The same principle applies as in smart forms with AI: AI shouldn’t add friction. It should turn messy input into a clearer sales process.
Related reading
- AI agents for agencies: briefing, discovery, and follow-up
- Sales AI agent for discovery: what to ask before a call
Designing a smart briefing flow
If your agency receives requests via form, email, chat, or LinkedIn and your team is still manually turning them into briefs, there’s a clear opportunity for automation. The first step is to define what information makes a request evaluable and what part of the process can be structured without losing human judgment.
Frequently Asked Questions
- What is an actionable brief?
- An actionable brief is a structured summary that enables you to decide the next sales step: objective, context, scope, urgency, budget, stakeholders, constraints, missing data, and recommendation.

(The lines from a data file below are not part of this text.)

PR #679, opened 2026-03-04
Log viewer loading fixes

### LINKED ISSUE #648: Removing search terms dumps you at the top of the loaded section of the log no matter what you are currently scrolled to.

### LINKED ISSUE #649: Scrolling up the logs can still be a bit jittery. Minor issue as it's actually possible to scroll up the logs now.

### LINKED ISSUE #652: Jumping to a message does not always consistently load the surrounding messages. Scrolling up and down a bit will properly load the rest.

### LINKED ISSUE #655: Occasionally swapping dates can cut off the bottom-most message and make it impossible to scroll to see the full message.

### LINKED ISSUE #656: Opening logs in general does not always show all the messages it can; a quick scroll up will fix this.

### LINKED ISSUE #666: Switching between dates in the log viewer puts you at the first message, instead of the most recent one
### Describe the bug

The vanilla (and current behavior on the stable release) puts you right on the bottom of a conversation when you pick a date. Right now it puts you on top.

This only happens when you pick a specific date from the third dropdown. Switching to a different conversation altogether puts you on the bottom like it should.

### Version Information

Version: 1.36.0-beta.2
Commit: 0f681c2
Electron: 39.2.7
Chromium: 142.0.7444.235
Node.js: 22.21.1
Platform: macOS ARM64 (25.3.0)

### To reproduce

1. Open a conversation in the log viewer
2. Pick a specific date that's long enough to be scrollable
3. Be put on top instead of on the bottom

### Additional context

This is very likely similar or downright the same bug as #648.

freenutsxd:
Fixes for a handful of the log loading issues that came with 1.36.0-beta.1. Many of the major issues stemmed from container heights not being adjusted/read properly, and the visible range of messages not being updated as frequently as it needed to be. In addition to the issues below, I also found _another_ bug with logs specifically related to resizing/minimizing the window, which has now been fixed.

Currently fixes #656, fixes #655, fixes #649, fixes #648, fixes #652, fixes #666 <sub>thanks github, this looks really cool</sub>

### DIFF
--- a/components/VirtualList.vue
+++ b/components/VirtualList.vue
@@ -232,7 +232,13 @@
         this.programmaticScroll = false;
         return;
       }
-      this.scrollLockedToBottom = false;
+      const el = this.scroller;
+      if (el) {
+        this.scrollLockedToBottom =
+          Math.abs(el.scrollHeight - el.scrollTop - el.clientHeight) <= 1;
+      } else {
+        this.scrollLockedToBottom = false;
+      }
       if (this.settleTimer !== undefined) clearTimeout(this.settleTimer);
       if (!this.scrollbarHeld) {
         this.settleTimer = setTimeout(() => {


freenutsxd:
> Doesn't seem like that's completely the case. It's fine when I use the classic view, but when I enable modern view for messages it still gets cut off. This only happens when viewing logs for the console tab though.

_Now_ it should be fixed in commit 16abbda

PR #692, opened 2026-03-13
feat: Add a friend list to the chat UI

CodingWithAnxiety:
This ads a friends list to the chat UI.
Note that this is NOT complete. We should probably update it to use virtuallist.vue for preformance, though it has been moderately stress tested.


FatCatClient:
Copy pasting my list of points I sent on Discord to here, so that I don't have to keep the text file myself anymore:

```
- friends menu should probably be modal dialog instead of conversation item. replaces sign out button on the left, which gets moved and shrunk upward
- seeing your ignores and hidden users is good. means we can get rid of those things in the settings menu maybe
- filters and sorting is really good
- showing who you're friended with below a friend is really good
- the all friends/ bookmarks lists should probably use a virtuallist component. theyre pretty laggy if the list is large
- should the friend remove dialog have "Show all" if you're only friends on one person?
- bookmark/ friend remove dialogs reset their value on the close event, instead of the afterClose (don't know from the top of my head) event. this means you can visibly see it reset while the animation plays. status bbcode dialog had the same issue before, so just yoink the fix from there

The maybes:
- I don't know if having two rows next to each other all the time makes it cluttered or not. my gut feeling says yes, but I don't know how other people feel about it. let people test that
- using the shift button to remove friends is going to lead to some mistakes
- using the shift button to remove a bookmark might be better if the bookmark itself remains there (with the bookmark button reversed?). means you can undo it easier if you do it by mistake
```

CodingWithAnxiety:
Closing with intention of a 'do-over'

PR #712, opened 2026-03-27
Tweaks for mobile-size quick switcher on top:

### LINKED ISSUE #698: The narrow view's conversation switcher lacks some features
### Describe the problem

When viewing the app in a narrow view (ie the 'mobile' one), a list of your conversations appears on the top of the window for easy switching. While they're obviously stripped down from the main conversation list items in the sidebar, they lack some interactions that I think would be good to have and wouldn't clutter things up. Those being:

- Notification count badges (2.0.0 and later)
- Middle mouse button to close a conversation
- Drag and drop reordering (debatable. it might be annoying for touch inputs)
- Right clicking DMs to open the user menu

### Your idea/ solution

Just add the same stuff to these ones as well.

### Additional context

I'm tagging this partially under "Pre-release build" because one of the items that's missing (the notification badges) aren't in the stable release yet.

FatCatClient:
- Mouse controls (middle and right click match the lefthand side)
- Layout centered correctly
- Visible unread badges
- Setting to forcefully enable

Closes #698

### DIFF
--- a/chat/ChatView.vue
+++ b/chat/ChatView.vue
@@ -278,7 +278,11 @@
         padding-bottom: 10px;
       "
     >
-      <div id="quick-switcher" class="list-group">
+      <div
+        id="quick-switcher"
+        class="list-group"
+        :class="{ forced: forceQuickConvoList }"
+      >
         <a
           :class="getClasses(conversations.consoleTab)"
           href="#"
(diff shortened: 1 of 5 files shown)


FatCatClient:
I accidentally committed changes to that .scss file because I needed some of those helper classes earlier. Whoever wants to click that merge button, don't do it until I force-push a version that doesn't have that change.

- What can AI do with an ambiguous request?
- It can extract intent, organize information, detect gaps, ask clarifying questions, prioritize, and generate a summary useful for sales, management, or the project team.
- Can an AI agent write the final brief without human review?
- It can prepare a first draft, but a person should review strategic cases, sensitive budgets, scope promises, confusing data, or requests with high commercial risk.
- What minimum data should the brief include?
- It should include objective, problem, project type, scope, urgency, estimated budget, decision makers, constraints, available assets, missing data, and recommended next step.
- How do you measure if the flow works?
- You measure by brief quality, completed fields, time to first response, better-prepared meetings, fewer follow-up questions, qualified opportunities, and later conversion.